Kailua sewage plant
supervisors indicted
The two face charges
of ordering private work
on the city's tab
An Oahu grand jury has indicted two Honolulu waste-water supervisors for allegedly using city equipment and city employees on overtime to fix the sprinkler system at a private home.
Harry K. Hauck III and Jay S. Gonsalves, supervisors at the Kailua Wastewater Treatment Plant, were charged yesterday in Circuit Court in the four-count indictment.
Hauck is charged with bribing current waste-water employee Norman Salsedo and a former employee, Solomon Silva, between July and August 2001, and one count of second-degree theft of city property -- an amount over $300 -- during that period, said Deputy Prosecutor Paul Mow. Gonsalves was charged with one count of second-degree theft.
Hauck declined comment, saying he had not seen the indictment. Gonsalves did not return a call for comment.
In a March 2002 article, the Star-Bulletin chronicled alleged abuses by management at the Kailua Wastewater Treatment Plant, including employees being made to do work on city time, using city equipment at the homes of relatives.

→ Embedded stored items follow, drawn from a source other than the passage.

PR #2585, opened 2025-08-29
feat: update frequency runtime call for bridging support in metadata generation

### LINKED ISSUE #2584: [Bug]: Metadata does not include `frequency-bridging` feature
### What happened?

While working on #2515, it was discovered that `frequency-bridging` was not added to the metadata. `make js` failed because it could not find `FrequencyRuntimeRuntimeCall`.

## Acceptance Criteria

- [x] `FrequencyRuntimeRuntimeCall` is added to `js/api-augment/definitions` and `make js` compiles correctly.
- [x] `generate_js_definitions.sh` should include the `frequency-bridging` feature.

### Relevant log output

```shell

```

mattheworris:
# Goal
The goal of this PR is to fix metadata to include the bridging feature.

Closes #2584

# Checklist
- [ ] Updated Pallet Readme?
- [ ] Design doc(s) updated?
- [ ] Unit Tests added?
- [ ] e2e Tests added?
- [ ] Benchmarks added?


runtime/frequency/src/lib.rs
JoeCap08055, line 1: Do we really need to update the runtime for just a JS package update? Is there a way to just release the updated JS packages?

saraswatpuneet: I think it runs a full ci check for even .ts files, maybe we can limit the filters that in PR CI but yes we can just force push it

JoeCap08055: But, I guess then we'd have to manually trigger the JS release pipeline, and the package version wouldn't match the latest chain version... eh, probably easier to just do a Frequency release. We don't have to deploy the runtime, I suppose.

JoeCap08055: I'll approve & leave it to your best judgment.

mattheworris: I can try CI without bumping the `spec_version`. I'm not sure what requires a check. I proactively updated `spec_version` as I thought we decided on a liberal spec version update, in that basically any change  would update the spec.

However, this is basically an add-on to the bridging PR, so I don't think it would need any specific version update, but it needs to go in the release to Paseo.

mattheworris: A spec bump was not necessary, will merge without spec bump.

According to Silva's testimony before the grand jury, he was taken by Hauck, his supervisor, to repair a sprinkler system at the Enchanted Lake home of Gonsalves' mother on a Sunday in 2001. "I didn't question him," Silva said.
He said Hauck took supplies from a city storeroom and told him, "We gonna fix Jay's mom's sprinkler -- you better keep your mouth shut."
Gonsalves, who answered the door when Hauck and Silva arrived, said that if Hauck and Salsedo, a fellow truck driver, had not messed up the installation a week earlier, they would not have had to return to fix it, Silva testified.
Silva said he later learned that a week earlier, Salsedo had been taken by Hauck in a city vehicle to the same home to install the sprinklers, using city supplies. Silva said he and Salsedo were promised promotions and unlimited overtime if they kept quiet.
After they and two other employees met with management to report the alleged activities, Silva said he was harassed and was terminated last September. He had been a truck driver for the city for 15 years.
"Management tried to cover it up, they harassed us, changed our working conditions, cut our overtime," Silva said.
City officials have said that they tried to address problems at the Kailua plant, including reassigning a top manager to the facility.
Carol Costa, city spokeswoman, said yesterday she could not comment on the result of separate investigations conducted by the city Ethics Commission and the U.S. Equal Employment Opportunity Commission into alleged abuses at the Kailua facility.
She said both Hauck and Gonsalves are supervisors at the Kailua plant. Hauck has been with the city for 19 years, and Gonsalves, 13 years.
In June 2002, Hauck and Gonsalves and several other waste-water officials were named as defendants in a lawsuit filed in state court by Kenneth Mersburgh, Silva, Salsedo and George A. Smith Jr. -- all of whom worked at the Kailua plant. The plaintiffs alleged they were retaliated against when they reported the abuse of overtime and city resources.
The individual defendants have since been dismissed from the case. The city is the sole defendant in the case, which is set for trial in August, said attorney William Sink, who represents the plaintiffs.
According to court documents in the civil case, Salsedo said he had been under the impression that he was to going to do some weed whacking at the Kaneohe facility when he was offered overtime work on July 22, 2001, a Sunday.
Instead of driving to Kaneohe, Hauck told him they were going to Enchanted Lake instead and to "keep your mouth shut and everything will be OK."
In his response to the suit, Hauck admitted to being present with Salsedo and Silva at Gonsalves' mother's home on occasions but denied doing anything illegal. Hauck later maintained that Salsedo did not object to going to the home and stood watching when the repairs were done.
In court documents, Gonsalves has acknowledged that he did repair work on the sprinkler system at his mother's home in July 2001 but not during work hours.
Warrants were expected to be issued for Hauck and Gonsalves. Bail was set at $3,000 for Hauck and $1,000 for Gonsalves.